Bedrock supports caching of elements of your prompts, including messages and tools. This allows you to re-use large documents, instructions, few-shot documents, and other data to reduce latency and costs.
Not all models support prompt caching. See Bedrock prompt caching supported models.
To enable caching on an element of a prompt, mark its associated content block using the cachePoint key. See example below:
import requests
from langchain_aws import ChatBedrockConverse

llm = ChatBedrockConverse(model="us.anthropic.claude-sonnet-4-6")

# Pull LangChain readme
get_response = requests.get(
    "https://raw.githubusercontent.com/langchain-ai/langchain/b476fdb54aa6e6f5f0b24a68c2f4a94e43b369f9/README.md"
)
readme = get_response.text

messages = [
    {
        "role": "user",
        "content": [
            {
                "type": "text",
                "text": "What's LangChain, according to its README?",
            },
            {
                "type": "text",
                "text": f"{readme}",
            },
            {
                "cachePoint": {"type": "default"},
            },
        ],
    },
]

response_1 = llm.invoke(messages)
response_2 = llm.invoke(messages)

usage_1 = response_1.usage_metadata["input_token_details"]
usage_2 = response_2.usage_metadata["input_token_details"]

print(f"First invocation:\n{usage_1}")
print(f"\nSecond:\n{usage_2}")
First invocation:
{'cache_creation': 1528, 'cache_read': 0}

Second:
{'cache_creation': 0, 'cache_read': 1528}

Citations

Citations can be generated if they are enabled on input documents. Documents can be specified in Bedrock’s native format or LangChain’s standard types:
from langchain_aws import ChatBedrockConverse

llm = ChatBedrockConverse(model="us.anthropic.claude-sonnet-4-20250514-v1:0")

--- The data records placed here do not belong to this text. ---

PR #1587, opened 2020-06-11
[lxd] Use a single NetworkAccessManager object

townsend2010:
- All LXD backend classes will share a single NetworkAccessManager object owned by LXDVirtualMachineFactory.

### DIFF
--- a/src/daemon/daemon_config.cpp
+++ b/src/daemon/daemon_config.cpp
@@ -132,7 +132,7 @@ std::unique_ptr<const mp::DaemonConfig> mp::DaemonConfigBuilder::build()
             hosts.push_back(image.get());
         }
 
-        vault = platform::make_image_vault(
+        vault = factory->create_image_vault(
             hosts, url_downloader.get(),
             mp::utils::backend_directory_path(cache_directory, factory->get_backend_directory_name()),
             mp::utils::backend_directory_path(data_directory, factory->get_backend_directory_name()), days_to_expire);
--- a/include/multipass/platform.h
+++ b/include/multipass/platform.h
@@ -55,8 +55,6 @@ QString daemon_config_home();                      // temporary
 
 bool is_backend_supported(const QString& backend); // temporary
 VirtualMachineFactory::UPtr vm_backend(const Path& data_dir);
-std::unique_ptr<VMImageVault> make_image_vault(std::vector<VMImageHost*> image_host, URLDownloader* downloader,
-                                               Path cache_dir_path, Path data_dir_path, days days_to_expire);
 logging::Logger::UPtr make_logger(logging::Level level);
 UpdatePrompt::UPtr make_update_prompt();
 std::unique_ptr<Process> make_sshfs_server_process(const SSHFSServerConfig& config);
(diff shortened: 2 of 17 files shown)


src/daemon/daemon_config.cpp
```diff
@@ -132,10 +133,19 @@ std::unique_ptr<const mp::DaemonConfig> mp::DaemonConfigBuilder::build()
...
+            vault = platform::make_image_vault(factory.get(), driver, hosts);
+        }
+        else
+        {
+            vault = std::make_unique<DefaultVMImageVault>(
+                hosts, url_downloader.get(),
+                mp::utils::backend_directory_path(cache_directory, factory->get_backend_directory_name()),
+                mp::utils::backend_directory_path(data_directory, factory->get_backend_directory_name()),
+                days_to_expire);
+        }
```
Saviq, line 148: I wonder if the Factory itself could provide the VMImageVault? To avoid the `if (driver…)` bit?

townsend2010: @Saviq,

I thought about that, but then we'd have to modify *all* 6 supported platform factories in order for them to provide the `VMImageVault`.  That seemed like a bunch of work just to make the LXD situation a little cleaner.

Saviq: Well, yeah, but the alternative being special-casing the lxd driver in a bunch of places…

I long suggested we should have `Base*` default implementations of things like the VM factory, maybe this is the right time to introduce it?

townsend2010: I, too, am a fan of defining a base implementation with each factory able to override any parts of it as it sees fit.  Of course, this goes against the original philosophy of how the various classes define the interface and then the platform itself defines the implementation.  But given that we keep extending this further and further with new backends, etc., I think that doesn't make sense for the cases of code duplication that each implementation shares.

That said, we do have an example in the code where we do break from the original philosophy where we have a base `CommomVMImageHost` class (based off of `VMImageHost`) and `UbuntuVMImageHost` and `CustomVMImageHost` derive from that.

Since this a fairly significant break with (most of) the current code philosophy, I'd like ask @ricab and @luis4a0 their opinions on this. (I know @luis4a0 is on holiday, so his response may be late to the game :grinning: )

Saviq: TBH I don't see this as a departure from the philosophy. We still *only* define the interface first. Any shared implementation comes later, either in the form of a base class, or maybe mixins.

townsend2010: Ok, then I'm not sure why we haven't done this sooner :grin: At any rate, then sure, I'm all for defining a shared base class implementation and going from there.  I will see if it makes more sense to do that in a separate PR or do it here and rename the branch, title, etc.

townsend2010: This is fixed now.  The first part of this is in #1609 and this PR has been updated to commonize creating the image vault.

townsend2010:
Until #1609 is merged, here is the diff of this branch: https://github.com/canonical/multipass/compare/add-base-vm-factory-class...use-one-network-access-manager

townsend2010:
This is ready for another round of review :smile:

Saviq:
Lookin' good.

bors merge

pdf_path = "path/to/your/file.pdf"

with open(pdf_path, "rb") as f:
    pdf_bytes = f.read()

document = {
    "document": {
        "format": "pdf",
        "source": {"bytes": pdf_bytes},
        "name": "my-pdf",
        "citations": {"enabled": True},
    },
}

response = llm.invoke(
    [
        {
            "role": "user",
            "content": [
                {"type": "text", "text": "Describe this document."},
                document,
            ]
        },
    ]
)
response.content_blocks

ChatAnthropicBedrock

For AWS Bedrock users specifically interested in Anthropic models, langchain-aws provides ChatAnthropicBedrock. This class extends ChatAnthropic and provides the same interface while running on AWS Bedrock infrastructure. This takes advantage of the Anthropic SDK’s Bedrock clients.

安装

Install langchain-aws with the anthropic extra to get the required dependencies:
pip install --upgrade "langchain-aws[anthropic]"

使用方法

ChatAnthropicBedrock supports the same features and parameters as ChatAnthropic. You can initialize it with AWS-specific parameters:
from langchain_aws import ChatAnthropicBedrock

model = ChatAnthropicBedrock(
    model="us.anthropic.claude-haiku-4-5-20251001-v1:0",
    region_name="us-west-2",
    aws_access_key_id="...",
    aws_secret_access_key="...",
    aws_session_token="...",
)
AWS credentials can also be read from environment variables or discovered automatically by boto3:
# Set environment variables
# os.environ["AWS_ACCESS_KEY_ID"] = "..."
# os.environ["AWS_SECRET_ACCESS_KEY"] = "..."
# os.environ["AWS_REGION"] = "..."

from langchain_aws import ChatAnthropicBedrock

model = ChatAnthropicBedrock(model="us.anthropic.claude-haiku-4-5-20251001-v1:0")
For detailed documentation on available parameters and features, refer to the ChatAnthropic integration page.

API 参考

有关所有 ChatBedrock, ChatBedrockConverse, and ChatAnthropicBedrock features and configurations head to the API reference.